His gaze flicked past me, scanning the crowd like he already knew exactly what he was looking for. “Here with a date?”
“No,” I scoffed. Where the hell did that—. Right. Steven’s little performance.
Julien’s smirk deepened, slow and dangerous. “So you’re not the walking cliché? Sleeping with the secretary?”
My mouth fell open. “Steven?” The laugh that burst out of me was half shock, half disbelief. “Oh my God. You’re serious.”
He shrugged, casual, but his eyes didn’t move. Stayed locked on mine like they were trying to read between my laughs. “Can’t blame me. He had his hands all over you.”
“Newsflash, Julien… I’m not Steven’s type.”
Julien took a slow sip of his drink, savoring it like he was trying to make me squirm. “Sweetheart,” he murmured, voice low enough to sink under my skin, “you’re everyone’s type.”
That stopped me. Just long enough for the heat to creep up the back of my neck.
The air between us shifted. Slowed. Thick with everything we weren’t saying, and everything we remembered too well.
I tilted my head, letting my eyes drag over him slowly.
“What about you? You here with a date?” I asked it like a joke, but the bite underneath wasn’t even thinly veiled.
Julien’s mouth curved into that cocky, aggravating smile he wore like cologne—bold, expensive, and completely unnecessary.
“Maybe,” he said, like it didn’t matter. Like I wasn’t standing here half-wondering who the hell he might’ve shown up with.
“Maybe?” I raised a brow, keeping my tone cool even as something sharp twisted in my stomach.
He shrugged, easy. The move tugged at his tuxedo in a way that should’ve been illegal.
“Didn’t realize I had to get your permission first.”
“It better not be someone we work with.”
That made him pause. Just slightly. Then he stepped in closer, like he couldn’t help himself.
“Why not?” he asked, his voice a notch lower now, his eyes locked on mine.
“Because it’s messy. And inappropriate.”
His brow lifted, “Really?”
“Yes.”
“Funny…” He leaned in, his mouth dangerously close to my ear. “I read the employee handbook.”
“Of course you did.”
“Turns out, as long as it’s not a direct report, HR doesn’t have much to say.”
My pulse stuttered.
“I like to know exactly where the lines are,” he said, eyes dropping to my mouth, “before I start bending them.”
The air between us got heavy, thick and charged.
I turned away before I could do something reckless. But I knew he was still watching me, probably wearing that smug little smirk that made me want to slap… or kiss it off.
The man is dangerous and some wild part of me was starting to think maybe danger was exactly what I needed.
I could feel him, watching me, studying every line and detail of my face
“You’re jealous.”
I never took my eyes off the runway on the other side of the room that a few people were putting the final touches too.
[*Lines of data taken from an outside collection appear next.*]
PR #167, opened 2024-08-15
Include what you use

RichLogan:
There are a couple of things to call out here:

1. I have done this naively. We may want consumers of this API (and ourselves) to only have to include `<transport/transport.h>` to get all/some subset of the `<transport/*.h>` headers. We can add a pragma to mark those as exported that will be understood if they/us run clang-tidy or IWYU. Perhaps the existing ones transport includes already would make sense(?): cc @TimEvens 

```cpp
#include <transport/uintvar.h>
#include <transport/safe_queue.h>
#include <transport/transport_metrics.h>
#include <transport/stream_buffer.h>
```

2. On MacOS at least, IncludeCleaner suggests some private MacOS headers that contain the actual implementations rather than the more canonical UNIX headers. E.g `timeval` should come from `sys/time.h` not `sys/types/_timeval.h`. IWYU allows a mapping file to correct these, but clang-tidy's version doesn't seem to. I have marked them NOLINT for now.

### DIFF
--- a/src/transport.cpp
+++ b/src/transport.cpp
@@ -3,6 +3,10 @@
 #if not defined(PLATFORM_ESP)
   #include <transport_picoquic.h>
 #endif
+#include <memory>
+#include <stdexcept>
+#include <spdlog/logger.h>
+#include <utility>
 
 namespace qtransport {
 
--- a/src/transport_picoquic.cpp
+++ b/src/transport_picoquic.cpp
@@ -1,27 +1,48 @@
 #include "transport_picoquic.h"
 
+// PicoQuic.
+#include <picoquic.h>
 #include <picoquic_internal.h>
+#include <picoquic_packet_loop.h>
 #include <autoqlog.h>
 #include <picoquic_utils.h>
 #include <spdlog/spdlog.h>
+#include <picoquic_config.h>
+#include <picosocks.h>
 
+// Transport.
+#include "transport/transport.h"
+#include "transport/transport_metrics.h"
+#include "transport/safe_queue.h"
+#include "transport/stream_buffer.h"
+#include "transport/priority_queue.h"
+#include "transport/span.h"
+#include "transport/time_queue.h"
+#include <spdlog/logger.h>
+
+// System.
 #include <arpa/inet.h>
+#include <sys/socket.h>
 #include <cassert>
 #include <cstring>
 #include <ctime>
 #include <iostream>
 #include <thread>
-#include <unistd.h>
 #include <sstream>
+#include <cstdint>
+#include <optional>
+#include <utility>
+#include <memory>
+#include <mutex>
+#include <vector>
+#include <string>
+#include <chrono>
+#include <sstream>
+#include <stdexcept>
 
-#include <arpa/inet.h>
-#include <sys/select.h>
-#include <netdb.h>
 #if defined(__linux__)
 #include <net/ethernet.h>
 #include <netpacket/packet.h>
-#elif defined(__APPLE__)
-#include <net/if_dl.h>
 #endif
 
 #define LOGGER_TRACE(logger, ...) if (logger) SPDLOG_LOGGER_TRACE(logger, __VA_ARGS__)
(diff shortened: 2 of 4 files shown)


src/transport.cpp
```diff
@@ -3,6 +3,10 @@
 #if not defined(PLATFORM_ESP)
   #include <transport_picoquic.h>
 #endif
+#include <memory>
+#include <stdexcept>
+#include <spdlog/logger.h>
```
GhostofCookie, line 8: It preferred this over
```cpp
#include <spdlog/spdlog.h>
```
?

src/transport_picoquic.cpp
```diff
@@ -1,27 +1,48 @@
...
+#include <cstdint>
+#include <optional>
+#include <utility>
+#include <memory>
+#include <mutex>
+#include <vector>
+#include <string>
+#include <chrono>
+#include <sstream>
+#include <stdexcept>
```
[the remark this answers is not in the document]
GhostofCookie: Also, personally (though I'm sure I got this habit from somewhere vaguely official) I like to order the headers as
```cpp
#include "local/header.h"

#include <dependency/header.h>

#include <system/header>
```

That way your dependency headers are always explicitly after your locally declared headers so that you don't run into potential include errors where you didn't include a dependency header in a local header, but that gets hidden when the dependency header comes before the local header in this implementation file. Of course IWYU fixes that issue.

src/transport_picoquic.cpp
```diff
@@ -821,7 +842,7 @@ PicoQuicTransport::ConnectionContext& PicoQuicTransport::createConnContext(picoq
                             /*(const void*)(&((struct sockaddr_in*)addr)->sin_addr),*/
                             conn_ctx.peer_addr_text,
                             sizeof(conn_ctx.peer_addr_text));
-            conn_ctx.peer_port = ntohs(((struct sockaddr_in*)addr)->sin_port);
+            conn_ctx.peer_port = ntohs(((struct sockaddr_in*)addr)->sin_port); // NOLINT (include)
```
GhostofCookie, line 845: What's the linter mad about?

src/transport_udp.cpp
```diff
@@ -1,24 +1,43 @@
...
+#include <sstream>
+#include <stdexcept>
 
+#include <netinet/in.h>
 #include <sys/socket.h>
+#include <sys/select.h> // IWYU pragma: keep
+#include <sys/time.h> // IWYU pragma: keep
 #include <arpa/inet.h>
 #include <netdb.h>
+#include <errno.h>
```
GhostofCookie, line 23: Formatter sort?

src/transport_udp.cpp
```diff
@@ -485,7 +504,7 @@ bool UDPTransport::send_data(ConnectionContext& conn, DataContext& data_ctx, con
  *  - loop reads data from fd_write_queue and writes it to the socket
  */
 void UDPTransport::fd_writer() {
-    timeval to;
+    timeval to; // NOLINT (include).
```
GhostofCookie, line 507: Oh boy, that's a lot of these comments. How do we make it happy?

GhostofCookie (approved):
Comments are optional, I see no reason this shouldn't move forward.

src/transport.cpp
RichLogan: Yeah, it doesn't know about umbrella headers that don't actually define the thing directly, although we can declare them in a mapping file so it does know. Here it didn't seem too horrendous so I didn't bother. But that's the same thing that I'm raising in my comment about `<transport/*.h>`. We can add a pragma in that case if we want.

src/transport_picoquic.cpp
RichLogan: `nthos` is declared in a weird implementation header on Mac at least, so it's asking me to include that rather than the canonical header we want. I can also fix this in a mapping file.

src/transport_udp.cpp
RichLogan: To come in #159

He just kept staring nearly drilling a hole into the side of my face.
His voice was low, thick with satisfaction, like he already knew the answer and just wanted to hear me say it out loud. I took another sip of my cider, letting the glass linger at my lips a moment too long. Not because I needed the drink, but because I needed the distance. A distraction. Something to keep me from closing the space between us.
“That silence sounds like a yes.”
He murmured it low, his breath skimming my ear like a secret too dangerous to say out loud.
I swallowed hard—not just from how close he was, but because he wasn’t wrong. It wasn’t jealousy. Not exactly. It was the way he slipped past every wall I’d built, like they were just suggestions. The way he zeroed in on the soft places I kept hidden under ambition and control. Places I didn’t let anyone near.
I opened my mouth to respond, maybe to say something slick to even the score, but the lights dimmed before I could find the words. A hush rolled over the room like a velvet curtain, and the runway lit up in a sharp beam of white.
Julien leaned back just enough to meet my eyes, that smirk back in place like he never lost it. “Saved by the bell,” he said, voice low, smug, and way too pleased with himself.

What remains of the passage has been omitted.